GIVEN DATA Start Marker
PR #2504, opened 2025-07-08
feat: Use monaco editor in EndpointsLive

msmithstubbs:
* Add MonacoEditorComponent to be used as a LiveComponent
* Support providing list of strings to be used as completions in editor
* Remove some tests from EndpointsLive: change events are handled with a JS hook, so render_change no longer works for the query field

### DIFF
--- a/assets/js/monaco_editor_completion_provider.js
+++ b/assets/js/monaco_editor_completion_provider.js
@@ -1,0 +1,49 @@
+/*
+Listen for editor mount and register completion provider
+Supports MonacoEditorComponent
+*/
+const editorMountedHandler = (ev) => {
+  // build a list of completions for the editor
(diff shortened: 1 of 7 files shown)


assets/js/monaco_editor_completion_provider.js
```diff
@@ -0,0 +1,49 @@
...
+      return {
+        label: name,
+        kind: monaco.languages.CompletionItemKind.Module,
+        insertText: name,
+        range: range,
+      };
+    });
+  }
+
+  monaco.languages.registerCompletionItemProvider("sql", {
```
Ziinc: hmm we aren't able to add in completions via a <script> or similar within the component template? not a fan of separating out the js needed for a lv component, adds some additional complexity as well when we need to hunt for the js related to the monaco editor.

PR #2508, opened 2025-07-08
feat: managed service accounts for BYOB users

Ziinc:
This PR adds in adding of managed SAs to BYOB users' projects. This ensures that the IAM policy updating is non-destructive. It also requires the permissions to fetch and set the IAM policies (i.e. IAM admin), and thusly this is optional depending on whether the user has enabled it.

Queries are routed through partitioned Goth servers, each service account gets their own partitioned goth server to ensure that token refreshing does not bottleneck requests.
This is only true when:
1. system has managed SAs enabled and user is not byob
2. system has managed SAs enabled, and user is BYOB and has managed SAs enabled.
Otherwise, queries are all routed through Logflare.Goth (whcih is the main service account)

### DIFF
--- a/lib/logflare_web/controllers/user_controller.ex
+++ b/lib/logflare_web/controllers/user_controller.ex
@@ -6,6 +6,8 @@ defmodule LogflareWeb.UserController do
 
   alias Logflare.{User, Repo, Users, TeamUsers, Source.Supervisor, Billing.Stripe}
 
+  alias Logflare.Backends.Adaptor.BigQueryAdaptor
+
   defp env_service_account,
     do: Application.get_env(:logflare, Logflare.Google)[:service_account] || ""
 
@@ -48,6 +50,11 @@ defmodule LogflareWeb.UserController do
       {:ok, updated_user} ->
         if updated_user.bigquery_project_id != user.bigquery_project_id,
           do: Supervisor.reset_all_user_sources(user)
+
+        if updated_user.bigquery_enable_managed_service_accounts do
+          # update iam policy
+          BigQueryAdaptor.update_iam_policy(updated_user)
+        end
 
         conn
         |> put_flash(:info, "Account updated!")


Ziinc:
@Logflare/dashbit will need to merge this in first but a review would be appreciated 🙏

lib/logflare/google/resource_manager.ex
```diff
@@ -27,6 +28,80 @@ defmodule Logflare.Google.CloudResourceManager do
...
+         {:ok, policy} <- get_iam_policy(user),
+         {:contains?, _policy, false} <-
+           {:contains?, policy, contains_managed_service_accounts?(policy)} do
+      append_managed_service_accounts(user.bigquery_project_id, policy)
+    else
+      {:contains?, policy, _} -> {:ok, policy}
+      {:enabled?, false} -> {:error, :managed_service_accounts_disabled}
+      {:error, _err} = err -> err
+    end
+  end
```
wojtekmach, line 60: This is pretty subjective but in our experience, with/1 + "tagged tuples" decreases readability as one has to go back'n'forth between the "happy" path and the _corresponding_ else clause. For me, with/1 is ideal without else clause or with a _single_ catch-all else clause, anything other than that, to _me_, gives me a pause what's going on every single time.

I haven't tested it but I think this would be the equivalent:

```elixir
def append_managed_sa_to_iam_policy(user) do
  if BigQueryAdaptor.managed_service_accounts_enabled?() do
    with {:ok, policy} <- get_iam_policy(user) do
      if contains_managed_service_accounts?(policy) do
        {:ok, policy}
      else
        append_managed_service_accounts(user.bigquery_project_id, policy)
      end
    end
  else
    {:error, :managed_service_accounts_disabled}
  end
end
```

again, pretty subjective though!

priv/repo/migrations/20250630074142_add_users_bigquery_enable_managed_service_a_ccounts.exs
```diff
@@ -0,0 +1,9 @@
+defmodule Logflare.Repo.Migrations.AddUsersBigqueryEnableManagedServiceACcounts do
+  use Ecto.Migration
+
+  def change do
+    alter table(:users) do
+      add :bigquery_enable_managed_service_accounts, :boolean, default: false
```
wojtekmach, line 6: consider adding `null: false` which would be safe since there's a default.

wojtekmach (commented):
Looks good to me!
GIVEN DATA End Marker
GIVEN DATA Start Marker
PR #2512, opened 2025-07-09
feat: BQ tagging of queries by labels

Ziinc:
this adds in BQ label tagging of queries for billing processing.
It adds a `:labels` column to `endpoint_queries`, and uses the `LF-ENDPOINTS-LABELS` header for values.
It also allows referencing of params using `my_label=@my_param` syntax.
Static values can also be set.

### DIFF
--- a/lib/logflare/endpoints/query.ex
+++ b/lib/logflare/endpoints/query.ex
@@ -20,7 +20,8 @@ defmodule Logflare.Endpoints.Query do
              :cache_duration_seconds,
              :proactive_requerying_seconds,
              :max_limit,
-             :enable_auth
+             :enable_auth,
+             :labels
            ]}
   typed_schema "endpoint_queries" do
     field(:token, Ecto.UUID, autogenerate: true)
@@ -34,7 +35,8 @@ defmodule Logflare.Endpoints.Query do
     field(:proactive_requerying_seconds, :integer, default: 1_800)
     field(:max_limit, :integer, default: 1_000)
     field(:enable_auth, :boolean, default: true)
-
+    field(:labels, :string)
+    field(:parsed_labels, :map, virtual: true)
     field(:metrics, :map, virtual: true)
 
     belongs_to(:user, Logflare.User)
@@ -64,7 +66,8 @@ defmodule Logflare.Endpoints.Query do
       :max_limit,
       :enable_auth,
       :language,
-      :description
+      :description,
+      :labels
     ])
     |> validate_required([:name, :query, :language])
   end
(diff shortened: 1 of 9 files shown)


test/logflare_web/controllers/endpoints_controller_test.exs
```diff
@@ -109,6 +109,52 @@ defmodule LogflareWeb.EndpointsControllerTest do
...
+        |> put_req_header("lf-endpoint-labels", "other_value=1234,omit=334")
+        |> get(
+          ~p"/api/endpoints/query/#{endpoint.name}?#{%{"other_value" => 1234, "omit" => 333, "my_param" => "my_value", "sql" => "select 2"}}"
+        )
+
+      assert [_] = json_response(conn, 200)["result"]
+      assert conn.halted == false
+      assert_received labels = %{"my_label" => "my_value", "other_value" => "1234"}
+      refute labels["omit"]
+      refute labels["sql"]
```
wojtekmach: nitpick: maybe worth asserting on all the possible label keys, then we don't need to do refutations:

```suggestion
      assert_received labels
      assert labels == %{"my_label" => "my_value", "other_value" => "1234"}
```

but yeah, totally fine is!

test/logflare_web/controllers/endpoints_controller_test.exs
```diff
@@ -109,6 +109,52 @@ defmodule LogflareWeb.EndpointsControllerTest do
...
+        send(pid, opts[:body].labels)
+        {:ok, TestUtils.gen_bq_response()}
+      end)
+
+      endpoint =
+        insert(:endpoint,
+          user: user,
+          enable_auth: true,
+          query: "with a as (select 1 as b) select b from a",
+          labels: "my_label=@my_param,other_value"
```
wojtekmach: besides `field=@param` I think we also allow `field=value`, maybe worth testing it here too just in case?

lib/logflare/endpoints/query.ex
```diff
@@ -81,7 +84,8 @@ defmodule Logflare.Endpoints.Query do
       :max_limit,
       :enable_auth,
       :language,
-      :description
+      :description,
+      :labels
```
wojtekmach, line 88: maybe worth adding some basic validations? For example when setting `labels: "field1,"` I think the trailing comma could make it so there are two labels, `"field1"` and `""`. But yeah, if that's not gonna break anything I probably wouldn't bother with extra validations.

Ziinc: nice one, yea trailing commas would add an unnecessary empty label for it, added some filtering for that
GIVEN DATA End Marker
GIVEN DATA Start Marker
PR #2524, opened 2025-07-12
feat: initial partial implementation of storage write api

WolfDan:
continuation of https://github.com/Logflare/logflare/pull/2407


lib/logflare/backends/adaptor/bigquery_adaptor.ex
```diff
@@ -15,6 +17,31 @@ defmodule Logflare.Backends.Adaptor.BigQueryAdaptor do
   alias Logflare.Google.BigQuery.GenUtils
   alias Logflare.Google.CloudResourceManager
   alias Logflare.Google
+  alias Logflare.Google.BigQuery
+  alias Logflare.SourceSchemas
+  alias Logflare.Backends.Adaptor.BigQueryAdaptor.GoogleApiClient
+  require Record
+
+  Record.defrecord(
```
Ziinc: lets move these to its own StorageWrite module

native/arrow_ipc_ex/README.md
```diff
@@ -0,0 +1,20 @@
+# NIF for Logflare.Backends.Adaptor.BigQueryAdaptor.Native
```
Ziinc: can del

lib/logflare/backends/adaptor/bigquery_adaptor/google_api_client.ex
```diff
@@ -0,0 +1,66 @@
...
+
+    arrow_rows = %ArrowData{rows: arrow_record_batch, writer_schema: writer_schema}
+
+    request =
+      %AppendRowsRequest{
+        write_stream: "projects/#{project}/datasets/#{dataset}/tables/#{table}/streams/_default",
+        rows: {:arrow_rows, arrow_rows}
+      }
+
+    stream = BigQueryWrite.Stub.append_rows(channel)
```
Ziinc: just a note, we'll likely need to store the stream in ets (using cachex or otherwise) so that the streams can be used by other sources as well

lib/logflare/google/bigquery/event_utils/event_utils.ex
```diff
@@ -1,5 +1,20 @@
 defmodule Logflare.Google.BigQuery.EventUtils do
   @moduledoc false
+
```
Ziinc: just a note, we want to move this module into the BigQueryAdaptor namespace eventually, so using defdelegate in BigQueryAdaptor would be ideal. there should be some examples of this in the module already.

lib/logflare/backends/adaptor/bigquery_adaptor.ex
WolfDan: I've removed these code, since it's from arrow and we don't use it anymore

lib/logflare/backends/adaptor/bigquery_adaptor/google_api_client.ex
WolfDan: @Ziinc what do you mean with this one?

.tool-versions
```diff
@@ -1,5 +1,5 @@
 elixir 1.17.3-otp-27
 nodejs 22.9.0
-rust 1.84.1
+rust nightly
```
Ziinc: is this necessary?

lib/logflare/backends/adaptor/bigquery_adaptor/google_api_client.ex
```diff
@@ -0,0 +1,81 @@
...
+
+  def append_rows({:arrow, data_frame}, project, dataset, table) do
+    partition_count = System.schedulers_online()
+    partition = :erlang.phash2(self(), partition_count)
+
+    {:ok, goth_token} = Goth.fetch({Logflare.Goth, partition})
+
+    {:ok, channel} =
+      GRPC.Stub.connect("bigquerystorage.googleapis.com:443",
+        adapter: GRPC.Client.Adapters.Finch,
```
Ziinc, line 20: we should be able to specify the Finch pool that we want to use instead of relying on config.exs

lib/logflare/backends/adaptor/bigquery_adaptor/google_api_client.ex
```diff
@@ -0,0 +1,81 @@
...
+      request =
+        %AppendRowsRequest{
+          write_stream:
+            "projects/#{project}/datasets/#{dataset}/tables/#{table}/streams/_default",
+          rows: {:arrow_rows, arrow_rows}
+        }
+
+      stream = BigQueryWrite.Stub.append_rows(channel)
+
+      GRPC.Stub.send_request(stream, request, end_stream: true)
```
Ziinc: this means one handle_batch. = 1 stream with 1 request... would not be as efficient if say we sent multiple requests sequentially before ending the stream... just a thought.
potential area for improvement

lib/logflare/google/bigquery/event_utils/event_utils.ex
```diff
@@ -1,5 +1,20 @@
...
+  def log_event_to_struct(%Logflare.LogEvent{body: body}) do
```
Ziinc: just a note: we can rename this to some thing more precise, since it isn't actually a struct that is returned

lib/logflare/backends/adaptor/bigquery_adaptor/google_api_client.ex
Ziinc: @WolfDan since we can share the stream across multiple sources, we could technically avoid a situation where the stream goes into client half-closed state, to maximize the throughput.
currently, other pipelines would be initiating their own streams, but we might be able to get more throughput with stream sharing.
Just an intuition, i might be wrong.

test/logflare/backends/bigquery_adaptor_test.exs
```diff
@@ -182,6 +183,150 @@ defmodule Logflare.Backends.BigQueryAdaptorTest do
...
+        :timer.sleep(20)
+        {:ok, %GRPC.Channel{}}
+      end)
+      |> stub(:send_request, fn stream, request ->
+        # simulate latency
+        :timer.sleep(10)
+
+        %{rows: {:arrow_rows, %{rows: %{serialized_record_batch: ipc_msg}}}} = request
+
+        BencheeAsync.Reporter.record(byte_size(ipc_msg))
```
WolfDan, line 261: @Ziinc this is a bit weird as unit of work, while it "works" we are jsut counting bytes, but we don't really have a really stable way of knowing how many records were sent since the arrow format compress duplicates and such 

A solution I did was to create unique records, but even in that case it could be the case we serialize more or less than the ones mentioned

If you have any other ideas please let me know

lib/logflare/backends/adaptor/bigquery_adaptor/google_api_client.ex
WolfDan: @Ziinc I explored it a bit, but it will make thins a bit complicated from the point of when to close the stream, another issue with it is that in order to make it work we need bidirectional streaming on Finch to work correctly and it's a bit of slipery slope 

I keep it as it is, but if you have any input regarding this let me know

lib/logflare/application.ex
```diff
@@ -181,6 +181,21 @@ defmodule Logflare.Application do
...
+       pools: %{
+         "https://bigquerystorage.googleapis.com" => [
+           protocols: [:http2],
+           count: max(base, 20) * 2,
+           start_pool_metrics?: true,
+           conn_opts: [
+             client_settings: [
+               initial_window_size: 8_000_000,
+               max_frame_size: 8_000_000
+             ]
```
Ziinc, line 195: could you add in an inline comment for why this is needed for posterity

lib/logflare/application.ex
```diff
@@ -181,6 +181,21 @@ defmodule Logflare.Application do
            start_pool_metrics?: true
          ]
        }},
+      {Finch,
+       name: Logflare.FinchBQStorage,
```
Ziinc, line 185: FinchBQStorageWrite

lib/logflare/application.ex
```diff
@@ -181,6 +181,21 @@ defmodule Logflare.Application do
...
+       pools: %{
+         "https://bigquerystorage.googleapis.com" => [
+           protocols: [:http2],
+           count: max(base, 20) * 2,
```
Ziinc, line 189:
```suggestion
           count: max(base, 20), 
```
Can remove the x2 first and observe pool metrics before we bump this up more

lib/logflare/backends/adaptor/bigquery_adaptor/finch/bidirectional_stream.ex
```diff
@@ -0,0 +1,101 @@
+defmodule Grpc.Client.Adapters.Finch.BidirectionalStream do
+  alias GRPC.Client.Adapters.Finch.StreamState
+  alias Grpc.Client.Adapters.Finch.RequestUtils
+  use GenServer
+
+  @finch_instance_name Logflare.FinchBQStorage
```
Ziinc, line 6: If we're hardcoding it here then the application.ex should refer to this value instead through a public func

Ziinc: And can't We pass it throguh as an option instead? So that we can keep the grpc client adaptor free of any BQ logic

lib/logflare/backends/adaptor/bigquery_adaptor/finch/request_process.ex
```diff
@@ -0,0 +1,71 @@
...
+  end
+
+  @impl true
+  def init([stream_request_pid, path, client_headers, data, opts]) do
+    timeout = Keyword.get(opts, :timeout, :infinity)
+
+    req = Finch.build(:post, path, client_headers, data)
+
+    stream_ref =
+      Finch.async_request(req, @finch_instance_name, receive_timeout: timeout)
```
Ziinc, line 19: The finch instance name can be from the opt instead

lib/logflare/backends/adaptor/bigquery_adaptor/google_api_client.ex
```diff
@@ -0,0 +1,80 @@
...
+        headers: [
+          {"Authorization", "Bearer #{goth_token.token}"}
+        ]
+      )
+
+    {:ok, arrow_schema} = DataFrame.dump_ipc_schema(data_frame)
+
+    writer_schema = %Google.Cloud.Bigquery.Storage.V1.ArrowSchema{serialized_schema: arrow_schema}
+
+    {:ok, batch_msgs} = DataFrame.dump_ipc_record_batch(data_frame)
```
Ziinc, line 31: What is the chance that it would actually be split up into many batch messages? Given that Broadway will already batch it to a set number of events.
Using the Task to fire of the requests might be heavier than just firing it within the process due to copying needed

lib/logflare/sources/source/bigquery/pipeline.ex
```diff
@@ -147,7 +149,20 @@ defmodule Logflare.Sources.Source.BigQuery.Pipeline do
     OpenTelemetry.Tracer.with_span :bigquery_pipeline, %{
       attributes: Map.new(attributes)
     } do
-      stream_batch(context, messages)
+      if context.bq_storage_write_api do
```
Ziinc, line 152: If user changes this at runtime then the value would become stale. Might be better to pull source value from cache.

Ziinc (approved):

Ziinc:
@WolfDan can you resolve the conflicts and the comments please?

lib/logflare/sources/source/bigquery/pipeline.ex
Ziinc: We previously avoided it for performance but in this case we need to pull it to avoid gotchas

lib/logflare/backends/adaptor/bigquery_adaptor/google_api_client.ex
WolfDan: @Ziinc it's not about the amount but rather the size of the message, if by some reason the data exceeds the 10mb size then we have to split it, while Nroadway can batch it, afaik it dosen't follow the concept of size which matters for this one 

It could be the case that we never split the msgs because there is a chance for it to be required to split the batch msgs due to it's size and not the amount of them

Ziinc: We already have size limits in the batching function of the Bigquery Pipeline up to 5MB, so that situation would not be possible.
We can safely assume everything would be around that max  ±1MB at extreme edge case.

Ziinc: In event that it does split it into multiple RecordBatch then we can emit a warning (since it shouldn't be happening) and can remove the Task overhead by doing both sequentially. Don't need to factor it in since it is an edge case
GIVEN DATA End Marker
#### WHAT THE TASK REQUIRES
What belongs in the answer is each line of the listing that contains the word "keep".

#### REPLY TO THE EXERCISE
I keep it as it is, but if you have any input regarding this let me know
Ziinc: And can't We pass it throguh as an option instead? So that we can keep the grpc client adaptor free of any BQ logic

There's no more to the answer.